Critics were impressed. Audiences were slower and less fouthcoming but the Academy gave it six Oscars, three more than the original. 'The Godfather' won three for Best Picture, Best Actor (Marlon Brando) and Best Screenplay Adaptation (Francis Ford Coppola and Mario Puzo), based on Puzo's novel. 'The Godfather Part II' was honoured with Oscars for Best Picture, Best Director (Francis Ford Coppola), Best Screenplay Adaptation (Francis Ford Coppola and Mario Puzo), Best Supporting Actor (Robert De Niro), Best Art Direction/Set Decoration and Best Original Music Score for Carmine Coppola, Francis' father. The film has the distinction being one in only a handful of films in history to receive five Oscar nominations for acting. Al Pacino for Best Actor, Talia Shire for Best Supporting Actress and Michael V. Gazzo, Lee Strasberg and Robert De Niro for Best Supporting Actor.

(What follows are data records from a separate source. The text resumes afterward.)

Issue #2103, opened 2017-09-09
Bug: client library: inconsistent terminology for intel_gpu


RichardHaselgrove:
Previous reference: https://lists.ssl.berkeley.edu/pipermail/boinc_alpha/2017-August/022023.html

This problem was reported during alpha testing for the 7.8 branch. Charlie Fenton identified a probable cause, but it was never transferred into bug-tracking. The problem has been re-reported as an ongoing bug in v7.8.2

RichardHaselgrove:
Actually, it seems to be worse than Charlie thought. There are two separate cc_config.xml handlers:

CC_CONFIG::parse_options_client in \client\log_flags.cpp
CC_CONFIG::parse_options in \lib\cc_config.cpp

Both routines say that they should be kept in sync with each other, but they haven't been. ignore_intel_gpu_dev vs. ignore_intel_dev is merely one symptom.

I've confirmed Cliff Harding's report: when ignore_intel_dev is placed manually into cc_config.xml, it works. But when cc_config.xml is updated via the GUI 'Event log options' dialog, the intel_dev line is removed. I'm about to test updating the library file (only: three occurrences) and seeing if a new build fixes it.

RichardHaselgrove:
Yes, confirmed: changing the library file fixes Cliff's reported problem - the 'ignore' line is re-written correctly. But I'd recommend that an experienced developer re-checks the synchronisation between the two files.

RichardHaselgrove:
Commit fa0eb5d should be good to go, but I failed to make a proper pull request.

AenBleidd:
@RichardHaselgrove,
I guess you need to create a separate branch and make cherry-pick with the
necessary commit.

Thanks

Best regards,
Vitalii Koshura

2017-09-11 17:43 GMT+03:00 RichardHaselgrove <notifications@github.com>:

RichardHaselgrove:
Thanks - that seems to have worked.

RichardHaselgrove:
Issue fixed in both master and v7.8.3

PR #2109, opened 2017-09-11
client library: inconsistent terminology for intel_gpu

RichardHaselgrove:
fixes presenting problem in #2103

### DIFF
--- a/lib/cc_config.cpp
+++ b/lib/cc_config.cpp
@@ -393,7 +393,7 @@ int CC_CONFIG::parse_options(XML_PARSER& xp) {
             ignore_gpu_instance[PROC_TYPE_AMD_GPU].push_back(n);
             continue;
         }
-        if (xp.parse_int("ignore_intel_gpu_dev", n)) {
+        if (xp.parse_int("ignore_intel_dev", n)) {
             ignore_gpu_instance[PROC_TYPE_INTEL_GPU].push_back(n);
             continue;
         }
@@ -619,7 +619,7 @@ int CC_CONFIG::write(MIOFILE& out, LOG_FLAGS& log_flags) {
 
     for (i=0; i<ignore_gpu_instance[PROC_TYPE_INTEL_GPU].size(); ++i) {
         out.printf(
-            "        <ignore_intel_gpu_dev>%d</ignore_intel_gpu_dev>\n",
+            "        <ignore_intel_dev>%d</ignore_intel_dev>\n",
             ignore_gpu_instance[PROC_TYPE_INTEL_GPU][i]
         );
     }


CharlieFenton:
As I just wrote for PR #2065:

I disagree with this change. I feel you should instead change the one instance of "ignore_intel_dev" on line 414 in client/log-flags.cpp to "ignore_intel_gpu_dev>" for two reasons:
 [1] For backward compatibility. Since this is what has already been written to cc_config.xml, it will fix the issue for people who have selected this option with no further effort on their part.
 [2] To avoid misunderstanding that it may apply to the Intel CPU which also can perform OpenCL computation. This is why I originally wrote the code with

RichardHaselgrove:
Fair enough - I understand the point you're making. The trouble is that the documentation that people like Cliff Harding have been relying on for the last five years says "ignore_intel_dev", and we can't just break that without thinking of the consequences for existing users.

If we do switch to using "ignore_intel_gpu_dev" at this point, I suggest that we should revert the whole  of Rom's 516eff60b045a1d916f2be3e47e0857c1efbe364, to make internal variable name_space available for other devices: I would like to see BOINC support intel_phi, for example.

That becomes a bigger, but more honest change. The only justification for doing it the way I wrote it was that it's a simple fix which corrects the bug which Cliff discovered, and gives us a consistent platform (hopefully for v7.8.3) from which we can build a fuller ecosystem once our coders are working at full speed again.

Ageless93:
Of course the other reason for using ignore_intel_dev is that it is in the same order as the other brand-name devices that can be ignored: ignore_ati_dev, ignore_nvidia_dev. I don't think users will so easily be confused here that they need the specification that the Intel GPU is ignored, when the documentation shows all devices around that option are GPUs. 

Else the simplification here would be to just go with ignore_gpu_dev with the device number of the GPU you want to ignore.

CharlieFenton:
I do undertand that a case can be made either way, so I will leave it to what others feel is best. 

I had forgotten that Rom's changes to the (internal and external) terminology were so extensive. And I expect that it is unlikely that BOINC would ever support OpenCL processing with the CPU, which I suspect is not efficient, so we don't need to worry about how to add that in the future if <ignore_intel_dev> is already in use for the GPU.

I withdraw my objection.

TheAspens:
@CharlieFenton - since you are committer who has knowledge of the implication of this change, can you take the role of reviewer of this PR and merge it if you think it is ready?

ChristianBeer:
I support Richards and Jords point about keeping the option consistent with other options. Please note that this PR is merging into the 7.8 release branch. I'm not sure it is possible to integrate the change into master based on the release branch. There is currently no policy regarding release branches so I would advise to merge into master now and decide later on how to integrate this change into the release branch.

CharlieFenton:
I agree with Christian's comment that this should first be merged into master and from there into the 7.8 branch. I don't know how to do that from the web interface. I assume the "merge pull request" button will merge it into the 7.8 branch. I use SourceTree on my Mac to make changes and do merges, and prefer to stick to that nethod. The PR says:
> Add more commits by pushing to the intel_gpu_library_fix branch on RichardHaselgrove/boinc.

I can access Richard's repository via the GitHub web interface by clicking on the links in the above sentence, but I don't know how to merge it into master using either the web interfacer or SourceTree.

CharlieFenton:
I suppose I could just use the merge button to merge it to the 7.8 branch and then cherry pick the change back to master. Does that seem like a reasonable approach?

AenBleidd:
@CharlieFenton,

There is no way to do this from GitHub Web UI but this could be done
manually:
https://gist.github.com/alopresto/c05485f80799cd3ba02461b07f1e82de

Best regards,
Vitalii Koshura

2017-09-14 4:03 GMT+03:00 CharlieFenton <notifications@github.com>:

CharlieFenton:
@AenBleidd: If I understand correctly, the PR code is not in the official BOINC repository but rather in Richard's private repository, so one cannot just checkout the intel_gpu_library_fix branch in the pull request. If it were in the BOINC repository, I could do this easily using SourceTree.

But I see this example does use cherry picking to accomplish what we want.

AenBleidd:
@CharlieFenton,
It doesn't really matter where the code is. I just sent you alternative
method to do the same thing :)

Best regards,
Vitalii Koshura

2017-09-14 4:30 GMT+03:00 CharlieFenton <notifications@github.com>:

ChristianBeer:
On GitHub you can't change the source and target branches of a PR. What we do now depends on what we want to have as a result. Do we want to have this fix in the 7.8 release branch so it is included in the next maintenance release? Then we can merge this now and Richard can cherry-pick the commit into a new branch based on `master` and create a new PR that merges the commit into master. If we want to decide later if this should be included in the next 7.8 version we close this PR now and Richard only creates a new PR against `master` as described. We can then later still cherry pick the commit into the release branch.

RichardHaselgrove:
As we've mentioned in the working group - but not yet discussed fully - we've got ourselves into a predicament where there isn't an established procedure for handling bugs in release branches.

The v7.8 release branch was created expecting Github Flow policies - all commits via pull request and code review, direct to master: then no change is needed in the release branch. But that has a precondition: that master is up-to-date and releasable. As has become abundantly clear, our master was nowhere near fit for purpose when the release branch was created.

Now, we have to do two things:

1) dig ourselves out of the hole we've created for ourselves with a seriously compromised public release.
2) adopt and operate internally consistent release policies for the future.

CharlieFenton:
I think we are making this very simple change more complicated than necessary. I've merged it into the 7.8 branch and cherry-picked it into master.

But I agree that we need to get master and the 7.8 branch into complete synchronization before we switch to the model where master is always usable for building dependable software.

RichardHaselgrove:
I agree - especially about the triviality of the change - but I think it's served as a useful worked example of the difficulties we've created for ourselves.

CharlieFenton:
closed #2109

Ageless93:
One thing though, isn't it better that for a future version we change all these ignore_brand_dev to ignore_brand_gpu? This so we don't have the confusion if the 'dev' is a CPU or GPU? We're not ignoring any other devices via this setup anyway. There's for instance no general ignore_coproc_dev. Does BOINC even detect other coprocessors than AMD, Intel and Nvidia GPUs?

PR #2110, opened 2017-09-12
Fixed URL of "Add separate preferences" button

progger:


TheAspens:
Looks good.  I tested with a server build based on master and with your changes.

PR #2117, opened 2017-09-13
Set character set explicitly at database creation

jeremyhansen:
By default, Debian installs of MariaDB set the character set to utf8mb4. This causes the various ALTER TABLE commands from db/constraints.sql called by tools/make_project to fail with an error of "specified key was too long". The proposed change here forces the project database to the one-character-wide latin1 set, which is in line with the char arrays in db/boinc_db_types.h.

### DIFF
--- a/py/Boinc/database.py
+++ b/py/Boinc/database.py
@@ -284,7 +284,7 @@ def create_database(srcdir, config = None, drop_first = False):
     cursor = get_dbconnection().cursor()
     if drop_first:
         cursor.execute("drop database if exists %s"%config.db_name)
-    cursor.execute("create database %s"%config.db_name)
+    cursor.execute("create database %s character set latin1 collate latin1_swedish_ci"%config.db_name)
     cursor.execute("use %s"%config.db_name)
     for file in ['schema.sql', 'constraints.sql']:
         _execute_sql_script(cursor, os.path.join(srcdir, 'db', file))
--- a/py/Boinc/database.py
+++ b/py/Boinc/database.py
@@ -284,7 +284,7 @@ def create_database(srcdir, config = None, drop_first = False):
     cursor = get_dbconnection().cursor()
     if drop_first:
         cursor.execute("drop database if exists %s"%config.db_name)
-    cursor.execute("create database %s character set latin1 collate latin1_swedish_ci"%config.db_name)
+    cursor.execute("create database %s character set utf8 collate utf8_general_ci"%config.db_name)
     cursor.execute("use %s"%config.db_name)
     for file in ['schema.sql', 'constraints.sql']:
         _execute_sql_script(cursor, os.path.join(srcdir, 'db', file))


ChristianBeer:
While this fixes the immediate bug it is not future friendly. I would really like to see UTF8 being the default for new projects so they don't run into charset-hell later on. One example is the team_import from BOINC Wide teams. The team names come as UTF8 encoded and are inserted into latin1 fields and based on what charset was used for the DB connection no transformation is happening. You end up with UTF8 characters in latin1 fields.

jeremyhansen:
Given that most of the longish varchars are 254 characters long, setting the default to utf8 (rather than utf8mb4) and utf8_general_ci doesn't exceed the key limit either. Just tested it and I get no errors.

davidpanderson:
What error did Scrutinizer find?

davidpanderson:
This looks good to me.  Christian, OK to merge?

AenBleidd:
It looks like internal Scrutinizer error:

default

JuhaSointusalo:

'The Godfather Part II' is an example of how a carefully crafted sequel to a great film can work when attention is paid to its artistic quality. An element of distinction between integrity and a film's dollar value can be the difference between a director who lives for the moment or one that lives forever. Like the music of Mozart and Beethoven, the paintings of Michaelangelo and the invention of aviation, Coppola's 'Godfather' films will live and fly forever.